Colloquium Series: Priya Jain & Martin Peterson 2/4/25
The ‘Fridge’: How Colonial Attitudes to Cooking and Cooling Shaped the Mid-Century Indian Kitchen

Priya Jain, Associate Professor | Architecture
Abstract:
This project charts how the refrigerator was introduced as a sign of modernity in the early to mid-twentieth century in colonial India. Specifically, it investigates how the Global South was positioned, initially as a contrast in homemaking between the developed and the developing world, and later as a market of opportunity for the refrigerator. Besides just a box that keeps heat out and perishable food last longer, the advent of the refrigerator radically redefined kitchen and home design in the twentieth century, not to mention its broader sociocultural and dietary implications on how and what we eat. Ample scholarship exists on the advertising, role and impact of the refrigerator in the West—specifically in America and Europe.

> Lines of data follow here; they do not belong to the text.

PR #18866, opened 2025-12-16
feat: release ai generation of chart metadata to all

joaoviana:
Closes: N/A

### Description:

Adds support for wide-purpose AI tasks using a shared Anthropic API key. This implementation:

1. Creates a new `getWidePurposeModel` method in `AiService` that:
   - First checks for a shared Anthropic API key (claude-haiku-4-5)
   - Falls back to the user's AI Copilot configuration if enabled

2. Refactors the chart metadata generation to use this new method instead of directly checking for AI Copilot access

3. Adds `hasSharedAnthropicApiKey` flag to the health endpoint response

4. Creates a new React hook `useAiWidePurposeFeaturesCheck` that checks if wide-purpose AI features are available (either through shared key or user's AI Copilot)

This change allows certain AI features to work for all users when a shared Anthropic API key is configured, without requiring individual AI Copilot access.

### DIFF
--- a/packages/backend/src/ee/services/AiService/AiService.ts
+++ b/packages/backend/src/ee/services/AiService/AiService.ts
@@ -16,6 +16,7 @@ import {
     isDashboardChartTileType,
     isField,
 } from '@lightdash/common';
+import { LanguageModel } from 'ai';
 import { LightdashAnalytics } from '../../../analytics/LightdashAnalytics';
 import { fromSession } from '../../../auth/account';
 import { LightdashConfig } from '../../../config/parseConfig';
@@ -33,6 +34,8 @@ import OpenAi from '../../clients/OpenAi';
 import { DashboardSummaryModel } from '../../models/DashboardSummaryModel';
 import { generateChartMetadata as generateChartMetadataFromContext } from '../ai/agents/chartMetadataGenerator';
 import { getModel } from '../ai/models';
+import { getAnthropicModel } from '../ai/models/anthropic-claude';
+import { getModelPreset } from '../ai/models/presets';
 import {
     fieldDesc,
     formatSummaryArray,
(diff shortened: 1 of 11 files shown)


joaoviana:
* **#18892** <a href="https://app.graphite.com/github/pr/lightdash/lightdash/18892?utm_source=stack-comment-icon" target="_blank">Graphite</a>
* **#18866** <a href="https://app.graphite.com/github/pr/lightdash/lightdash/18866?utm_source=stack-comment-icon" target="_blank">Graphite</a> 👈 <a href="https://app.graphite.com/github/pr/lightdash/lightdash/18866?utm_source=stack-comment-view-in-graphite" target="_blank">(View in Graphite)</a>
* `main`


<h2></h2>

packages/frontend/src/ee/features/aiCopilot/hooks/useAiWidePurposeFeaturesCheck.ts
```diff
@@ -0,0 +1,13 @@
+import { CommercialFeatureFlags } from '@lightdash/common';
+import useHealth from '../../../../hooks/health/useHealth';
+import { useFeatureFlag } from '../../../../hooks/useFeatureFlagEnabled';
+
+/**
+ * Checks if the ai wide purpose features are available.
+ * It checks if the shared anthropic api key is available or if the ai copilot feature flag is enabled
+ */
+export const useAiWidePurposeFeaturesCheck = () => {
```
joaoviana: would you move this hook somewhere else? I think I could but don't know if it should be be in features/ai or something?

packages/backend/src/ee/services/AiService/AiService.ts
```diff
@@ -88,6 +91,49 @@ export class AiService {
...
     }
 
+    /**
+     * Gets a language model for "wide-purpose" tasks.
+     * 1. Checks anthropic shared key
+     * 2. Falls back to AI Copilot if the feature flag is enabled for the user,
+     *    using their configured model.
+     *
+     * @returns The language model
+     */
```
joaoviana, line 101: what do you think of this order?

packages/backend/src/services/HealthService/HealthService.ts
```diff
@@ -203,6 +203,9 @@ export class HealthService extends BaseService {
                     this.lightdashConfig.ai.analyticsProjectUuid,
                 analyticsDashboardUuid:
                     this.lightdashConfig.ai.analyticsDashboardUuid,
+                hasSharedAnthropicApiKey:
+                    !!this.lightdashConfig.ai.copilot.providers.anthropic
+                        ?.apiKey,
```
notgiorgi: I'd say let's not use `anthropic` here as it might as well be any other provider.

packages/backend/src/ee/services/AiService/AiService.ts
notgiorgi: The logic sounds looks great!

I'm wondering if we should name this better

packages/frontend/src/ee/features/aiCopilot/hooks/useAiWidePurposeFeaturesCheck.ts
notgiorgi: Yea, probably better not to put it under copilot

joaoviana: yea, I will create features/ai and also move the dashboard summary (not widely used) feature under there. Would make more sense

packages/backend/src/services/HealthService/HealthService.ts
joaoviana: yea I did it like this because
- feature flag service isn't used here - but probably should? so I can do the check in one go **or** I can import aiService and check if ambient ai is enabled. wdyt?

notgiorgi: I think the logic you have here is good! Just wasn't sure about name, `ambientAiEnabled` would work better I think.

joaoviana: ahhhh :man-facepalming: sorry, got it! But ambientAi should be enabled even if there's no anthropic api key no?

joaoviana: but lmk if that extra check (to see if copilot is enabled) isn't necessary for now

PR #364, opened 2021-08-24
Update README.md

TuringLovesDeathMetal:
adds product roadmap to readme

PR #18894, opened 2025-12-17
security: update hono override to ^4.10.2 (CVE-2025-62610)

owlas:
## Summary
- Updates the hono pnpm override from ^4.9.6 to ^4.10.2
- Fixes CVE-2025-62610 (Hono Improper Authorization vulnerability in JWT Audience Validation)
- Resolves Dependabot alert #364

## Context
hono is a transitive dependency of `@mastra/core` which is used by the backend. Since @mastra/core@0.24.8 still depends on hono@^4.9.7 (vulnerable), we need the override to enforce the patched version.

## Test plan
- [x] pnpm install succeeds
- [ ] CI passes

### DIFF
--- a/package.json
+++ b/package.json
@@ -20,7 +20,7 @@
     },
     "pnpm": {
         "overrides": {
-            "hono": "^4.9.6",
+            "hono": "^4.10.2",
             "linkifyjs": "^4.3.2",
             "axios": "^1.12.0",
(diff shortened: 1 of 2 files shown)


owlas:
Closing - @mastra/core is a dead dependency. Will remove it entirely instead of using an override.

Yet, how the refrigerator was marketed to the Global South, in countries like India, during the colonial era remains largely undiscussed. Through archival research in manufacturing and advertising literature, this project investigates ways in which colonial attitudes towards heat, health and race were complicit in the construction of domestic modernity in India.
"Aligning technology with human values"
Martin Peterson, Professor | Philosophy
Abstract:
According to the General Value Alignment Thesis (GVAT), all technologies should align with the values and norms specified by human users and other stakeholders. Once we recognize that every technology can be aligned with values and norms, there is no need to claim that technological artifacts are inherently value-laden. Claims about the morality of technologies should instead focus on their value alignment. For example, Robert Moses’ low bridges on Long Island were designed to block buses, restricting access for low-income groups and racial minorities who relied on public transportation. While Langdon Winner claims that these bridges “embody … systematic social inequality” (1980: 124), GVAT sees them as morally neutral but poorly aligned with values like racial justice and equity.
The Colloquium Series offers Glasscock Center Fellows an opportunity to discuss a work-in-progress with faculty and graduate students from different disciplines. Each colloquium begins with the presenter’s short (10-15 minute) exposition of the project, after which the floor is open for comments and queries. The format is by design informal, conversational, and interdisciplinary.